Исак вспыхивает, смутившись от воспоминания о собственных словах, которые сказал Эвену на пляже, когда утешал его влажными горячими поцелуями.
– Потанцуй со мной, – жарко шепчет Эвен ему на ухо, прежде чем прижаться губами к щеке, а потом потянуть за собой от стены.
– Эх!
Песня просто чудовищная. Это один из электронных треков с повторяющимся битом, входящих в топ 40. Но Эвен с улыбкой подпевает, поднимая руки Исака вверх.
В моей душе горит огонь. И причина тому ты.

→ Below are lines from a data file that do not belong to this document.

PR #47, opened 2026-02-27
fix(build): CUDA-accelerated llama-cpp-python for indexing and serve-time

stwilt:
- Build llama-cpp-python from git source with -DGGML_CUDA=on on Linux. Root pyproject.toml was overriding code-context's source config with the prebuilt CPU wheel index, silently disabling GPU offload even on machines/jobs with a CUDA-capable GPU.

- Rewrite Dockerfile.gpu as a proper multi-stage build:
  - Builder: nvidia/cuda:12.4.0-devel-ubuntu22.04 compiles llama-cpp from source with full CUDA toolkit
  - Runtime: debian:bookworm-slim + uv python install 3.12 (same interpreter path as builder so .venv COPY works without uv recreating it from scratch)
  - Copies libcudart, libcublas, libcublasLt from builder; libcuda.so.1 is injected at runtime by the nvidia container runtime (--gpus all)
  - Adds libgomp1 for OpenMP dependency

- Restrict Dockerfile.gpu to linux/amd64 in docker-build.sh (CUDA has no arm64 build path; multiplatform build was failing on arm64 trying to COPY x86_64 CUDA lib paths)

### DIFF
--- a/Dockerfile.gpu
+++ b/Dockerfile.gpu
@@ -1,24 +1,46 @@
-FROM python:3.12-slim
+# Stage 1: Build llama-cpp-python from source with CUDA support
+FROM nvidia/cuda:12.4.0-devel-ubuntu22.04 AS builder
 COPY --from=ghcr.io/astral-sh/uv:0.9.6 /uv /uvx /bin/
 
 RUN apt-get update && apt-get install -y git curl gcc g++ && rm -rf /var/lib/apt/lists/*
+RUN uv python install 3.12
 
 WORKDIR /app
-
-# Copy lockfile + manifest first (cache deps layer when only source changes)
 COPY pyproject.toml README.md ./
 COPY code-context/ code-context/
 
-# Install deps first (cached unless pyproject.toml or uv.lock change)
-ENV CMAKE_ARGS="-DGGML_CUDA=off"
-RUN uv sync --no-dev --group code-search --no-install-workspace
+# Build from source with CUDA (uses root pyproject.toml git source + cmake args)
+RUN uv sync --python 3.12 --no-dev --group code-search --no-install-workspace
 
-# Now copy source + data (these layers invalidate on content changes)
+# Stage 2: Slim runtime with CUDA runtime libs only
+# Use debian:bookworm-slim + uv python install so the interpreter path matches
+# the builder stage — this lets us COPY the .venv without uv recreating it.
+FROM debian:bookworm-slim
+COPY --from=ghcr.io/astral-sh/uv:0.9.6 /uv /uvx /bin/
+
+RUN apt-get update && apt-get install -y git curl libgomp1 && rm -rf /var/lib/apt/lists/*
+RUN uv python install 3.12
+
+# Copy CUDA runtime libs from the builder (only what llama-cpp needs at runtime)
+COPY --from=builder /usr/local/cuda-12.4/targets/x86_64-linux/lib/libcudart.so* /usr/local/lib/
+COPY --from=builder /usr/local/cuda-12.4/targets/x86_64-linux/lib/libcublas.so* /usr/local/lib/
+COPY --from=builder /usr/local/cuda-12.4/targets/x86_64-linux/lib/libcublasLt.so* /usr/local/lib/
+RUN ldconfig
+
+WORKDIR /app
+COPY pyproject.toml README.md ./
+COPY code-context/ code-context/
+
+# Copy the pre-built venv from stage 1 (includes CUDA-enabled llama-cpp-python)
+# Works because both stages use `uv python install 3.12` → same interpreter path.
+COPY --from=builder /app/.venv /app/.venv
+
+# Copy source + data
 COPY src/ src/
 COPY indexes/ indexes/
 COPY openfilter_repos_clones/ openfilter_repos_clones/
 
-# Install the workspace package itself
+# Install workspace package (uses existing venv, just links the project)
 RUN uv sync --no-dev --group code-search
 
 CMD ["uv", "run", "--no-sync", "serve"]
--- a/Dockerfile.gpu
+++ b/Dockerfile.gpu
@@ -41,6 +41,6 @@ COPY indexes/ indexes/
 COPY openfilter_repos_clones/ openfilter_repos_clones/
 
 # Install workspace package (uses existing venv, just links the project)
-RUN uv sync --no-dev --group code-search
+RUN uv sync --python 3.12 --no-dev --group code-search
 
 CMD ["uv", "run", "--no-sync", "serve"]
--- a/Dockerfile.gpu
+++ b/Dockerfile.gpu
@@ -40,7 +40,8 @@ COPY src/ src/
 COPY indexes/ indexes/
 COPY openfilter_repos_clones/ openfilter_repos_clones/
 
-# Install workspace package (uses existing venv, just links the project)
-RUN uv sync --python 3.12 --no-dev --group code-search --no-build-package llama-cpp-python
+# Install the workspace packages only — all deps (including CUDA-built
+# llama-cpp-python) are already in the copied venv from the builder stage.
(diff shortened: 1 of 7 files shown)


lucasmundim (commented):
## Review

**+37 / -10 across 4 files** — All CI checks passing (tests on 3.11/3.12, Cloud Build).

### Summary

The root `pyproject.toml` was overriding `code-context`'s source config for `llama-cpp-python`, silently installing the CPU-only prebuilt wheel on Linux instead of building from source with CUDA support. The PR fixes this and rewrites `Dockerfile.gpu` as a proper multi-stage build to compile llama-cpp with CUDA, then copies only the runtime libs into a slim final image.

### File-by-file analysis

**`pyproject.toml`** — The core fix. Two changes:
1. Adds `[tool.uv] config-settings-package` to pass `-DGGML_CUDA=on` to cmake (mirrors what `code-context/pyproject.toml` already had)
2. Changes the Linux source for `llama-cpp-python` from `{ index = "llama-cpp-python-cpu" }` to `{ git = "https://github.com/abetlen/llama-cpp-python" }` — again matching `code-context`

This is the right fix: uv's resolution uses the **root** project's `[tool.uv.sources]`, so the old CPU index was silently winning over `code-context`'s git source.

**`Dockerfile.gpu`** — Clean multi-stage rewrite:
- **Builder** (`nvidia/cuda:12.4.0-devel-ubuntu22.04`): Full CUDA toolkit for compiling llama-cpp from source
- **Runtime** (`debian:bookworm-slim`): Copies only `libcudart`, `libcublas`, `libcublasLt` from builder; `libcuda.so.1` is injected at runtime by the nvidia container runtime (`--gpus all`)
- Both stages use `uv python install 3.12` so the interpreter path matches and the `.venv` COPY works without re-creation
- `libgomp1` added for OpenMP dependency

**`scripts/docker-build.sh`** — Adds a `--platform` flag (defaults to `linux/amd64,linux/arm64`) so callers can restrict platform.

**`cloudbuild.yaml`** — Passes `--platform linux/amd64` for the GPU build step, since CUDA has no arm64 build path.

### Issues and suggestions

1. **Dead index definition** (nit): The `[[tool.uv.index]]` block for `llama-cpp-python-cpu` (lines 29-32 in pyproject.toml) is still declared but no longer referenced in `[tool.uv.sources]`. Could be cleaned up to avoid confusion, though it's harmless.

2. **Runtime stage missing `--python 3.12`**: The builder explicitly uses `uv sync --python 3.12 ...`, but the runtime stage's `uv sync` (line 38 of the new Dockerfile) doesn't specify `--python 3.12`. Since the venv is already copied and `uv python install 3.12` was run, it should work, but adding `--python 3.12` for consistency would be more defensive.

Заставь меня гореть, потеряв контроль.
У меня во рту горит огонь. Только ты можешь его потушить.
Давай же, потуши его. *
Такие подходящие слова. Исак закрывает лицо руками, чтобы не показать, как ему стыдно за Эвена. Но Эвену плевать. Он танцует вокруг Исака, поёт для него и заставляет его смеяться.
Эвен смеётся над нарядом Мутты, он смеётся с Юсефом и даже во всех откровенных деталях описывает половой акт между геями Адаму, который как обычно задал дурацкий вопрос. Крылья – это всего лишь реквизит, но создаётся впечатление, будто Эвен действительно парит, нависая над ними. Он такой счастливый, что Исак не может не расслабиться и не улыбаться ему в ответ.